## THE RECORDS

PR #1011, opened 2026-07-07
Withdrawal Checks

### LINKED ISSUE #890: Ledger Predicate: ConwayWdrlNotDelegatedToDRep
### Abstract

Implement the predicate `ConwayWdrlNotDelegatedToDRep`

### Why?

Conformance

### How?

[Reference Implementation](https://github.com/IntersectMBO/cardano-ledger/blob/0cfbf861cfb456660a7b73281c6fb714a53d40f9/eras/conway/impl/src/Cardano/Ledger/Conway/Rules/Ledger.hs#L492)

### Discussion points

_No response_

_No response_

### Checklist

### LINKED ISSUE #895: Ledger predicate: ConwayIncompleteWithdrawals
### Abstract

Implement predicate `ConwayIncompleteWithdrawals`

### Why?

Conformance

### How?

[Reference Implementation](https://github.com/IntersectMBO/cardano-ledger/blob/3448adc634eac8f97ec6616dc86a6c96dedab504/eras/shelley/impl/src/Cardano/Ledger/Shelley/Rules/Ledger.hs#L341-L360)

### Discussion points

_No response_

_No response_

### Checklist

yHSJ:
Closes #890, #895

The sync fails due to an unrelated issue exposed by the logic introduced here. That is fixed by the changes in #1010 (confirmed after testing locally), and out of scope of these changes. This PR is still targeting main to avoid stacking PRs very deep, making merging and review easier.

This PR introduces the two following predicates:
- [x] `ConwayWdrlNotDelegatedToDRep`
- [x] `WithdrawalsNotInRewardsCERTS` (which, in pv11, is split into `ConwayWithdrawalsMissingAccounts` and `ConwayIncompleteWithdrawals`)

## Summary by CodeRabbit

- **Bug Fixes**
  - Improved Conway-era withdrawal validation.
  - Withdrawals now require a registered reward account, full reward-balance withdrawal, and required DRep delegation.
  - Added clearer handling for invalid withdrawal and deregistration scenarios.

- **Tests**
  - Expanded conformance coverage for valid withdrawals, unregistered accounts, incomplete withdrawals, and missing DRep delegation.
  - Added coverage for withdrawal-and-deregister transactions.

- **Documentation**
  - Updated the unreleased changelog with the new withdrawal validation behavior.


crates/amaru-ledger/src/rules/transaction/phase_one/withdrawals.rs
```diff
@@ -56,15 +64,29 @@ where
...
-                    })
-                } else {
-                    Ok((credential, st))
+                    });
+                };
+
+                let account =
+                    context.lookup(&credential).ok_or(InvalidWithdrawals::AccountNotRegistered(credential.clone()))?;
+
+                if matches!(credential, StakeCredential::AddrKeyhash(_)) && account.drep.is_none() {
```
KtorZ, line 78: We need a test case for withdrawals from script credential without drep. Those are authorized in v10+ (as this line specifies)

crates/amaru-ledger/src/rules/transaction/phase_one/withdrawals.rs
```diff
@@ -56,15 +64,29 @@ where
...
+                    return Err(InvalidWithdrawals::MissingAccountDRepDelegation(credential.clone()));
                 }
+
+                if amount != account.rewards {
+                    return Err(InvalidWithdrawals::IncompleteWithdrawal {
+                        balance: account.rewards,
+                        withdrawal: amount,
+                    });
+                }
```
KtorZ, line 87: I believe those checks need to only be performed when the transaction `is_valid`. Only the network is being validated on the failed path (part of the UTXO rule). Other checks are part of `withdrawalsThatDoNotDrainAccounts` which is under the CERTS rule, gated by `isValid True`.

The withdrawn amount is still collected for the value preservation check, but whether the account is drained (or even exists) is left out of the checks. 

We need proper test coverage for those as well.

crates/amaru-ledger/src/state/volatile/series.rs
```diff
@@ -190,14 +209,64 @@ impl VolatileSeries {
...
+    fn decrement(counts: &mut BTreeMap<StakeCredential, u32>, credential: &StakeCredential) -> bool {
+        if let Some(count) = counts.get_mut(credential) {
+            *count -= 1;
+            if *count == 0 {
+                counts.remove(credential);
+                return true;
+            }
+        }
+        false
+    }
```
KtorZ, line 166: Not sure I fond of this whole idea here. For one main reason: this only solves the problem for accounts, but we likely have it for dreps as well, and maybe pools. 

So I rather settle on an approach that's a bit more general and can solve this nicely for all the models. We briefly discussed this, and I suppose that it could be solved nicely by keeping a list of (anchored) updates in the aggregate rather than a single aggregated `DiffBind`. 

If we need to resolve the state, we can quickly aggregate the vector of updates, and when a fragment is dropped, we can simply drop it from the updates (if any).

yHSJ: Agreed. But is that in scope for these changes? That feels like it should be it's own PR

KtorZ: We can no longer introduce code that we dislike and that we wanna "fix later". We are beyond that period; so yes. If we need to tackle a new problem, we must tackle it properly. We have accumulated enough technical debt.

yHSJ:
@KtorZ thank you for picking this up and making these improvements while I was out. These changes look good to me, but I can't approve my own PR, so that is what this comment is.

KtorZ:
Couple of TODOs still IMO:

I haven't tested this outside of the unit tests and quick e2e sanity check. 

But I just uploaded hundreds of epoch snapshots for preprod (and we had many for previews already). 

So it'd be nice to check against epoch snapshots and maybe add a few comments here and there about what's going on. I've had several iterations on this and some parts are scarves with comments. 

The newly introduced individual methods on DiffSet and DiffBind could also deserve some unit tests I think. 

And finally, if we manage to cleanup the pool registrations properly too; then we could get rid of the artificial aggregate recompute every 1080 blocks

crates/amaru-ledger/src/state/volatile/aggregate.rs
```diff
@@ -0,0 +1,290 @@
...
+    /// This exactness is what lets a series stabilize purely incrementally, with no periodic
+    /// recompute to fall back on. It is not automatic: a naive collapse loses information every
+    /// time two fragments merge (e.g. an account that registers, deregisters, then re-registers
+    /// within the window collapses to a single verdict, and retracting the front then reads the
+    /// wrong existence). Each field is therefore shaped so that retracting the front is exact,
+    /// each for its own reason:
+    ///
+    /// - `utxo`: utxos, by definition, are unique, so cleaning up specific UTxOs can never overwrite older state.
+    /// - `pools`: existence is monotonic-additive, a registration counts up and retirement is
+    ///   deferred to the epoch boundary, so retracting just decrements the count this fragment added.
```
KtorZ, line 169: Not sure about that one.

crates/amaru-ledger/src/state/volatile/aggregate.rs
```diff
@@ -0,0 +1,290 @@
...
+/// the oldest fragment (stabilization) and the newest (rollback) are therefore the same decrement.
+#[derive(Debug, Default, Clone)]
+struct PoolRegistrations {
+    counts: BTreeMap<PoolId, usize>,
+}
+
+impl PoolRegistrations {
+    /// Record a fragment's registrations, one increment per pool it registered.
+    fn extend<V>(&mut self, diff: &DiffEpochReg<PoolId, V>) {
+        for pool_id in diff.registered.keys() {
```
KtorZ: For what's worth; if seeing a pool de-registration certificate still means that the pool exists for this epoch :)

## WHAT IS REQUIRED
In the listing above, find the lines holding the word "existence" and copy them.

## RESPONSE TO THIS TASK
+    /// wrong existence). Each field is therefore shaped so that retracting the front is exact,
+    /// - `pools`: existence is monotonic-additive, a registration counts up and retirement is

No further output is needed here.